▸ **EXERCISE OBJECTIVE**
What is needed here is an exact repetition of the records below, beginning at the line that has "0775 with umask of 002" and stopping after the line that has "ggainey: I left".

▸ **TASK DATA**
PR #4000, opened 2020-10-05
Taught util.misc.mkdir() to set umask to allow group-w for makedirs c…

ggainey:
…alls.

Hunted down a LOT of makedirs calls and replaced with call to misc.mkdir()

fixes #7445

### DIFF
--- a/server/pulp/plugins/util/metadata_writer.py
+++ b/server/pulp/plugins/util/metadata_writer.py
@@ -12,7 +12,7 @@ from xml.sax.saxutils import XMLGenerator
 from pulp.common import error_codes
 from pulp.server.exceptions import PulpCodedValidationException, PulpCodedException
 from pulp.server.util import CHECKSUM_FUNCTIONS
-
+from pulp.plugins.util import misc
 _LOG = logging.getLogger(__name__)
 BUFFER_SIZE = 1024
 
@@ -124,7 +124,7 @@ class MetadataFileContext(object):
             parent_dir = os.path.dirname(self.metadata_file_path)
 
             if not os.path.exists(parent_dir):
-                os.makedirs(parent_dir, mode=0770)
+                misc.mkdir(parent_dir, mode=0770)
 
             elif not os.access(parent_dir, os.R_OK | os.W_OK | os.X_OK):
                 msg = _('Insufficient permissions to write metadata file in directory [%(d)s]')
--- a/server/pulp/plugins/util/misc.py
+++ b/server/pulp/plugins/util/misc.py
@@ -40,16 +40,20 @@ def mkdir(*args, **kwargs):
     """
     Create the specified directory.
     Tolerant of race conditions.
+    Sets umask to 002.
 
     :param args: path[, mode] that goes to os.makedirs
     :param kwargs: path
     :return:
     """
+    mask = os.umask(0002)
     try:
         os.makedirs(*args, **kwargs)
     except OSError, e:
         if e.errno != errno.EEXIST:
             raise
+    finally:
+        os.umask(mask)
 
 
 def get_parent_directory(path):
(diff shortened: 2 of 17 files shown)


server/pulp/plugins/util/metadata_writer.py
```diff
@@ -124,7 +124,7 @@ def _open_metadata_file_handle(self):
             parent_dir = os.path.dirname(self.metadata_file_path)
 
             if not os.path.exists(parent_dir):
```
ipanova, line 126: you don't need to check for presence of the path here, remove the if condition

server/pulp/server/content/storage.py
```diff
@@ -6,22 +6,7 @@
 from hashlib import sha256
 
 from pulp.server.config import config
-
-
-def mkdir(path):
```
ipanova, line 11: :+1:  let's say no to the code duplication!

server/pulp/plugins/util/metadata_writer.py
ggainey: The os.access() check in the elif is only needed if we're not creating the path in the mkdir() call. I tried a couple of iterations here, and decided that while this one is a little redundant around the mkdir(), it seemed more clear in terms of understanding the code. What do you think?

server/pulp/server/async/tasks.py
```diff
@@ -780,11 +782,7 @@ def _handle_cProfile(self, task_id):
         if config.getboolean('profiling', 'enabled') is True:
             self.pr.disable()
             profile_directory = config.get('profiling', 'directory')
-            try:
-                os.makedirs(profile_directory, 0755)
-            except OSError as exc:
-                if exc.errno != errno.EEXIST:
-                    raise
+            misc.mkdir(profile_directory, mode=0755)
```
ipanova, line 785: 0775

server/pulp/plugins/util/metadata_writer.py
ipanova: oooh right, i did not notice the elif statement, i am cool with leaving if

server/pulp/server/async/tasks.py
ipanova: i think this is important and i understand correctly how umask works - if having mode 0755 the result will be:
 usr grp others 
-rwx  r-x   r-x is represented in octal as 0755
-000 000 010 umask of 002 removes any permission where there is a 1
-rwx  r-x   r-x is the result achieved requesting 0755 with umask of 002...and we are screwed :)


if having mode 0775 the result will be:
 usr grp others 
-rwx  rwx  r-x is represented in octal as 0775
-000 000 010 umask of 002 removes any permission where there is a 1
-rwx  rwx  r-x   is the result achieved requesting 0775 with umask of 002

ggainey: I left a few things like certificate-directories and this profiling-directory alone - they're not 'content', and are more sensitive to permissions. Unless we're migrating profiling-information, this set of perms shouldn't affect migration, and I felt it better to leave the permissions as they had been specifically set.

(Your understanding of umask is correct - it turns off permission-bits where the umask has a 1. So 0755, with the mkdirs() umask of 0002, leaves 0755)

ipanova (approved):
changes look good to me, i will try to test them tomorrow.

ipanova:
@rohanpm please take a look to be sure that you are not impacted by this change in an unexpected way

server/pulp/plugins/util/misc.py
```diff
@@ -40,13 +40,16 @@ def mkdir(*args, **kwargs):
...
     Tolerant of race conditions.
+    Sets umask to 002.
 
     :param args: path[, mode] that goes to os.makedirs
     :param kwargs: path
     :return:
     """
     try:
+        mask = os.umask(0002)
         os.makedirs(*args, **kwargs)
```
rohanpm, line 51: The umask is apparently never restored if this raises an exception.  Should the original os.umask be above the "try", and the umask reset in a new "finally" block?

rohanpm:
> @rohanpm please take a look to be sure that you are not impacted by this change in an unexpected way

Thanks Ina, I don't see any reason this would be harmful for RHSM Pulp, though I believe there is a bug where umask may not be restored when intended.

server/pulp/plugins/util/misc.py
ggainey: ...I am an idiot. I had exactly that at some point, and apparently lost it somewhere along the way. Thank you for the great catch, that would have been *very* embarrassing to allow out into the wild!

ggainey: @rohanpm @ipanova fixed mkdir() - more eyes please, when you have a moment free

▸ **WRITTEN RESPONSE**
-rwx  rwx  r-x   is the result achieved requesting 0775 with umask of 002

ggainey: I left a few things like certificate-directories and this profiling-directory alone - they're not 'content', and are more sensitive to permissions. Unless we're migrating profiling-information, this set of perms shouldn't affect migration, and I felt it better to leave the permissions as they had been specifically set.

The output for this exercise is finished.